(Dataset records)
--------------------

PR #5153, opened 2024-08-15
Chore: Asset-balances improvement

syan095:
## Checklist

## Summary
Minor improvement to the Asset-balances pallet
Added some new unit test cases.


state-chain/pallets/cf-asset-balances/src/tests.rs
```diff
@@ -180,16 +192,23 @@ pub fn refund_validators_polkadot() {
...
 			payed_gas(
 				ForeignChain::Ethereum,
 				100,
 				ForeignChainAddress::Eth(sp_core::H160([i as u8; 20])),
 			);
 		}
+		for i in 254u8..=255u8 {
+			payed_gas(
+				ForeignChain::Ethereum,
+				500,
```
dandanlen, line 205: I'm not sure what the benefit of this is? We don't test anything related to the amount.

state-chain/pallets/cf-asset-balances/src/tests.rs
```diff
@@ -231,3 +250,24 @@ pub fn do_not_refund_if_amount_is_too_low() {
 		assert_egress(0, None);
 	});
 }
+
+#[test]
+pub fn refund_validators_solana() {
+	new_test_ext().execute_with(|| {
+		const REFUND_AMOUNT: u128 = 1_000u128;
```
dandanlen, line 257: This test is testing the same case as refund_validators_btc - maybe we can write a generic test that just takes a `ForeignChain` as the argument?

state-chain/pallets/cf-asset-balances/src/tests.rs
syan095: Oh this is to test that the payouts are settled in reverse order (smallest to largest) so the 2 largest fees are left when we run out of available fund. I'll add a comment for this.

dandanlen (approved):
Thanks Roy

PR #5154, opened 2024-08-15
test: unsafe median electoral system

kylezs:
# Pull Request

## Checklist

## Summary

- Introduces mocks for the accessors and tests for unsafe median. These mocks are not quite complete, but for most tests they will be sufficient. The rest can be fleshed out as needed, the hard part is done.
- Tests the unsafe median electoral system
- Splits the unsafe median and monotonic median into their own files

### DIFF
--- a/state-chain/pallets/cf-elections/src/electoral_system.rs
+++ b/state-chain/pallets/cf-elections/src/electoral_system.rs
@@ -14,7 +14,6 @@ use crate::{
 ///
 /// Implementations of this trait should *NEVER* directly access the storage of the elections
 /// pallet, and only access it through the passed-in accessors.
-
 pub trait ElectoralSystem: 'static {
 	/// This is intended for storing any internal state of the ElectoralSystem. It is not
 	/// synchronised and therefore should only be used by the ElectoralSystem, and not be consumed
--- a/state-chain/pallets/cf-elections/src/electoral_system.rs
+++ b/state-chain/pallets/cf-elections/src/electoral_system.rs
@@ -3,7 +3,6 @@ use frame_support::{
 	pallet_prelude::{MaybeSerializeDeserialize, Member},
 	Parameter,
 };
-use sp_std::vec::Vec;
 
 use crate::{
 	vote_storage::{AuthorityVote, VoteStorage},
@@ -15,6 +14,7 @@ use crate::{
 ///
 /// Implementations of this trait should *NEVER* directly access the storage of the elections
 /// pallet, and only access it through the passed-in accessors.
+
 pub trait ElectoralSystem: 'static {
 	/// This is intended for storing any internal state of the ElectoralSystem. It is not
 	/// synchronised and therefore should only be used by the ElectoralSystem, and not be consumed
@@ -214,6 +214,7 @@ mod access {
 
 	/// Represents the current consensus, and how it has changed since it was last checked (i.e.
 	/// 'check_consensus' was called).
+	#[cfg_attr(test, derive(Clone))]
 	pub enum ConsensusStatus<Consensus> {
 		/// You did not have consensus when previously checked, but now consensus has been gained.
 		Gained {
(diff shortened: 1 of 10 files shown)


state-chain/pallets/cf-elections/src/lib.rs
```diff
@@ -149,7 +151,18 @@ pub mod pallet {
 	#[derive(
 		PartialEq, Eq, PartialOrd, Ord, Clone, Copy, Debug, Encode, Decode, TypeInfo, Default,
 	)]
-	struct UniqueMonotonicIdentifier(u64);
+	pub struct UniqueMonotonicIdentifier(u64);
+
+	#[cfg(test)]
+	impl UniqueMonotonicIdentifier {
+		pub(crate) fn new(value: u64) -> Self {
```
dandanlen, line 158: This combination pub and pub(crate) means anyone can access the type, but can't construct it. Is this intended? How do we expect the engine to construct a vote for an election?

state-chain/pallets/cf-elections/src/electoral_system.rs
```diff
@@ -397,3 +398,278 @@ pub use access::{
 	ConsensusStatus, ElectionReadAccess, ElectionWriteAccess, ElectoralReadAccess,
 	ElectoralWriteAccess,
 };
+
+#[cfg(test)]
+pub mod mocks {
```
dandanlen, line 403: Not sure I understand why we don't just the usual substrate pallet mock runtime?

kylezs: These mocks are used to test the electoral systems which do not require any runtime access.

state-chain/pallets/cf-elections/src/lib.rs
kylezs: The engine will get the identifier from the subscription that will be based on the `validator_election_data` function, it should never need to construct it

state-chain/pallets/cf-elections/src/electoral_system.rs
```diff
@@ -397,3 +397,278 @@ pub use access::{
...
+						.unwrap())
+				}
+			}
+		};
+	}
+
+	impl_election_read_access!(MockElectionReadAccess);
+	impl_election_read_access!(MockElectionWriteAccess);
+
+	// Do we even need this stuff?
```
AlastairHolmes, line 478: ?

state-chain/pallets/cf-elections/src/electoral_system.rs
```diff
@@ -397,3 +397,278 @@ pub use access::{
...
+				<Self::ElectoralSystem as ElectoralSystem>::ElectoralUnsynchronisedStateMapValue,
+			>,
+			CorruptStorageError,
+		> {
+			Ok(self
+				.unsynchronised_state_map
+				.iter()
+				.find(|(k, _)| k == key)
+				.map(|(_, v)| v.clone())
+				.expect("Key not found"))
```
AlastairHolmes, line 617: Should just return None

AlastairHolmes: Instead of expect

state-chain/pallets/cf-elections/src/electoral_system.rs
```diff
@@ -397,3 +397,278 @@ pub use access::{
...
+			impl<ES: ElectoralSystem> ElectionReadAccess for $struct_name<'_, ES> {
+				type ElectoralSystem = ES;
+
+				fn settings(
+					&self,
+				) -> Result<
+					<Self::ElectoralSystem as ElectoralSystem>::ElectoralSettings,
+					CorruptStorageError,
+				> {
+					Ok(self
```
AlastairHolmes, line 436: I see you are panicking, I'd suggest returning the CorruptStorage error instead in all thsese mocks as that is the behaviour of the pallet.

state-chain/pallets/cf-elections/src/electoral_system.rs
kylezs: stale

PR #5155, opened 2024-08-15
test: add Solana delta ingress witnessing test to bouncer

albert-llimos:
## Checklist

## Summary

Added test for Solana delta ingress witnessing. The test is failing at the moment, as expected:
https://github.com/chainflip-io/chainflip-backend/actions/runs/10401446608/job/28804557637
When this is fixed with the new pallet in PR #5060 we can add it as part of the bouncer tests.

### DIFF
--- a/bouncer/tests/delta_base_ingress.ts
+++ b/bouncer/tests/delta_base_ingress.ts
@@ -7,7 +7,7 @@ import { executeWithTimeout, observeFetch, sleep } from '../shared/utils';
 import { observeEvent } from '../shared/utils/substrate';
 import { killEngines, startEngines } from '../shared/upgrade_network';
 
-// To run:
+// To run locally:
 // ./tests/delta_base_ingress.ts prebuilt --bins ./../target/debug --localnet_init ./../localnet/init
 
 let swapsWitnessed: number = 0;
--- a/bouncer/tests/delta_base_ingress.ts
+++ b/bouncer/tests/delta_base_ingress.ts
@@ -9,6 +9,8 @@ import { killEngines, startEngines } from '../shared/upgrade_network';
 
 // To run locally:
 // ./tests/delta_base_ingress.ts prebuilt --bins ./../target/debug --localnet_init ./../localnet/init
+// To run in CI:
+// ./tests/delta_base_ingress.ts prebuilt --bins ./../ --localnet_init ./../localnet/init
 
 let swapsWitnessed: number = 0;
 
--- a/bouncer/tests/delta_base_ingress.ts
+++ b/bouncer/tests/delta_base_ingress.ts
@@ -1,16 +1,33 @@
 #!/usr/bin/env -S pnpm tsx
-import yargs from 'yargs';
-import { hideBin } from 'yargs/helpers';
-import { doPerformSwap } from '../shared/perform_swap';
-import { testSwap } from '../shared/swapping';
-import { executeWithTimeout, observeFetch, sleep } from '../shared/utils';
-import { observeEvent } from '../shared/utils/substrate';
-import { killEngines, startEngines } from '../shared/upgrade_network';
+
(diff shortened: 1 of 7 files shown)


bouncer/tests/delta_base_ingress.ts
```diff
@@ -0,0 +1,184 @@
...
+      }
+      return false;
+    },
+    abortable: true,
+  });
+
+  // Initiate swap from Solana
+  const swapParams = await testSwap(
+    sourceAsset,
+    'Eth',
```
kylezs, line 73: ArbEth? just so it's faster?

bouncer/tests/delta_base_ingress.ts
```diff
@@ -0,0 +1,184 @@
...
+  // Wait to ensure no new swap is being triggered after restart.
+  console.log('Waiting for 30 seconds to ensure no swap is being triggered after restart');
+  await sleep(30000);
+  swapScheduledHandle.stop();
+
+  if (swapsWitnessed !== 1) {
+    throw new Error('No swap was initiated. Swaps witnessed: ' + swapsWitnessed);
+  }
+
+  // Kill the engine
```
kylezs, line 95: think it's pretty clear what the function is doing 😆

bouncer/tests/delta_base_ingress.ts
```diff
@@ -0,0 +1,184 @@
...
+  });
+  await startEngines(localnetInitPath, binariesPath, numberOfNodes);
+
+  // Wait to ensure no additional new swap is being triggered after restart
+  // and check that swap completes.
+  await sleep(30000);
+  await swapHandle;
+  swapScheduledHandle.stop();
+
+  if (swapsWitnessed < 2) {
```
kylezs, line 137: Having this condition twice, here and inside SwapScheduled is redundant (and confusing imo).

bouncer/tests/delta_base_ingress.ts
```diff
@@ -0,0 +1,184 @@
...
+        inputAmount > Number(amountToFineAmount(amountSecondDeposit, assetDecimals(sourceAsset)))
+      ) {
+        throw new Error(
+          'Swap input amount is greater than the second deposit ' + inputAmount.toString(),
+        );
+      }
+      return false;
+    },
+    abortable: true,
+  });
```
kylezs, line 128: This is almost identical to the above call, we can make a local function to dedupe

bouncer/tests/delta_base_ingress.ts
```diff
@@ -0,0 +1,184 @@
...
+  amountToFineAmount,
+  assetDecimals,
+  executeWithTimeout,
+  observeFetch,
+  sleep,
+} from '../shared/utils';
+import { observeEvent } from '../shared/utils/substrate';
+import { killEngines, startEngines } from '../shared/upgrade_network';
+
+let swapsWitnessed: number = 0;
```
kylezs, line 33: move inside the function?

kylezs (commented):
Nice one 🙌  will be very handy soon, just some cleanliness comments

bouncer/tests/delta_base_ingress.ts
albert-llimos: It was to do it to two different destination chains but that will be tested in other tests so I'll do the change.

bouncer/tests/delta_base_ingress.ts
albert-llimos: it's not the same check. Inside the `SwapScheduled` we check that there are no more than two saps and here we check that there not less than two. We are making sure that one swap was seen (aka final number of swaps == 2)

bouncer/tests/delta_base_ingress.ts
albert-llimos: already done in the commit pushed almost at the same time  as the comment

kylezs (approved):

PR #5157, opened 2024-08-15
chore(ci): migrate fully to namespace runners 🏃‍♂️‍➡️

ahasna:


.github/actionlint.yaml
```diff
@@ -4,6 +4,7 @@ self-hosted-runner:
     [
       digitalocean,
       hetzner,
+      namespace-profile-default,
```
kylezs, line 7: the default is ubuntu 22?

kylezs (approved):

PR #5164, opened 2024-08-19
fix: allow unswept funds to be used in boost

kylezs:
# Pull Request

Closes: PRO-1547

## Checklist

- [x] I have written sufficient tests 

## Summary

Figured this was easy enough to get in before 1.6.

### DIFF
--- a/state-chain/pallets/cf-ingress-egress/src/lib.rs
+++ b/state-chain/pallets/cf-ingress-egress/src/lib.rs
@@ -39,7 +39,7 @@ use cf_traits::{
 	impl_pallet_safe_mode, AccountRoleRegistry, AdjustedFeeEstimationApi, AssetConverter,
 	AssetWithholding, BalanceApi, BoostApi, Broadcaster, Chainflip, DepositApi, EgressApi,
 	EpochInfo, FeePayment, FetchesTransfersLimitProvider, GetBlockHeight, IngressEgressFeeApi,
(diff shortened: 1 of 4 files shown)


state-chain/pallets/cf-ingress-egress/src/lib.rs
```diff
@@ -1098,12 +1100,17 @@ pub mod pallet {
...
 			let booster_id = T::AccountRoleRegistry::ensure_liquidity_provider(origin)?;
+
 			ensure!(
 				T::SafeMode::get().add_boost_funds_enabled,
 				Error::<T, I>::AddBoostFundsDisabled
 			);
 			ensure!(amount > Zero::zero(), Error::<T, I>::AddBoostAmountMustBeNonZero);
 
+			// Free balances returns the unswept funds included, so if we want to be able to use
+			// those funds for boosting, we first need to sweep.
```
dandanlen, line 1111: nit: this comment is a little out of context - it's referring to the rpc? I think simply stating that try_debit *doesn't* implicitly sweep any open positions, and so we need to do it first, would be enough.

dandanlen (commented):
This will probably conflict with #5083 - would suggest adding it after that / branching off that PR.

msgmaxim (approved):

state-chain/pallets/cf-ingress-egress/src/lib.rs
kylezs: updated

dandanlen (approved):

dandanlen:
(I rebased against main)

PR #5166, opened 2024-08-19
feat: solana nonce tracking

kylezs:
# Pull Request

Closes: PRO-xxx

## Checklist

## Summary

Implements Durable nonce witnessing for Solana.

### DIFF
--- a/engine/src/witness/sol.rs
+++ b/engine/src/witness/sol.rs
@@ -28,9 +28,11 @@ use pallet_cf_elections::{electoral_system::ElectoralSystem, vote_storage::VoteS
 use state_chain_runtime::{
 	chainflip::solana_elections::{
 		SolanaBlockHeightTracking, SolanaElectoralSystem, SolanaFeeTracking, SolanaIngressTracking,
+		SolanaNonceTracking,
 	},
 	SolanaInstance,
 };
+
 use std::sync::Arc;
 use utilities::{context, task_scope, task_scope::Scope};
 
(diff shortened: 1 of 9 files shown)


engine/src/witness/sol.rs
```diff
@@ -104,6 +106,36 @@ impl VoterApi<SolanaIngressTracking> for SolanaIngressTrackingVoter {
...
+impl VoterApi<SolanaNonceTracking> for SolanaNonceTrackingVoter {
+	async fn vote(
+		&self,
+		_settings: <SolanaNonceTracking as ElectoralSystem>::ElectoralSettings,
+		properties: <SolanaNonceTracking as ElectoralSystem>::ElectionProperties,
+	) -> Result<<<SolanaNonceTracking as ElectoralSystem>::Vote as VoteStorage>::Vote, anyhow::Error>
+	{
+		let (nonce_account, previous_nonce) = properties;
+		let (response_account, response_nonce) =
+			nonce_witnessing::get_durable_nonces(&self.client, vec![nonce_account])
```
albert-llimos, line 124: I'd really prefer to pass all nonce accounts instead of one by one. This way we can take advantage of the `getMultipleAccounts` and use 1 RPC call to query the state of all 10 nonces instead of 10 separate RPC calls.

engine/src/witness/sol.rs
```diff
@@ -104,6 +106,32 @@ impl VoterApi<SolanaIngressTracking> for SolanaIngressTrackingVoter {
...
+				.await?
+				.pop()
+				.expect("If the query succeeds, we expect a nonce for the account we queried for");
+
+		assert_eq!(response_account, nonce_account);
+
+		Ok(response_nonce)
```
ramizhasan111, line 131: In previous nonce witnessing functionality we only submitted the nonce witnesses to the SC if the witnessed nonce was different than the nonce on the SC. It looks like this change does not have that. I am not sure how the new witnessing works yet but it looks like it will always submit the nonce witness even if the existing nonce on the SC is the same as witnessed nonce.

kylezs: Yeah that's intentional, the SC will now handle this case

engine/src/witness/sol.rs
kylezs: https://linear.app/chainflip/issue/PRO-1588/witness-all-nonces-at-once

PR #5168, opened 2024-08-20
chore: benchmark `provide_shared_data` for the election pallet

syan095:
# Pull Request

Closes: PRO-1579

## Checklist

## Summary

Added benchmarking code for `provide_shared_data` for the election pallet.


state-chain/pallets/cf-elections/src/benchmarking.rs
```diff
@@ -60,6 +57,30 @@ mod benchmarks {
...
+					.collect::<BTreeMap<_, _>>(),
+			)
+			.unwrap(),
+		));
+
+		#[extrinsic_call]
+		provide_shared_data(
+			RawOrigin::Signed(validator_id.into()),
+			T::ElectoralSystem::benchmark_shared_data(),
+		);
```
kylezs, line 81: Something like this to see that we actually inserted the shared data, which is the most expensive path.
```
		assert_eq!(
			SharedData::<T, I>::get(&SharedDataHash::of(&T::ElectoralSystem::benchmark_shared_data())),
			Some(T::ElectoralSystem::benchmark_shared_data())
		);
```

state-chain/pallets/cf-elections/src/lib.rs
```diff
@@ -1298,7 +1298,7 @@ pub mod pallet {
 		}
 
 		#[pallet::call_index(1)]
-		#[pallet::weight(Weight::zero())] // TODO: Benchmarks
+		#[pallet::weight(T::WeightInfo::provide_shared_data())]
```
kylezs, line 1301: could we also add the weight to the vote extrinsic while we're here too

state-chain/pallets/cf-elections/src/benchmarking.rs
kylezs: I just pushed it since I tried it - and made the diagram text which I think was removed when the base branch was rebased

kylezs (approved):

--------------------

● **Your instructions**:
If a line of the data contains the string "construct", count it; then give the total alone.

● **Result**:
2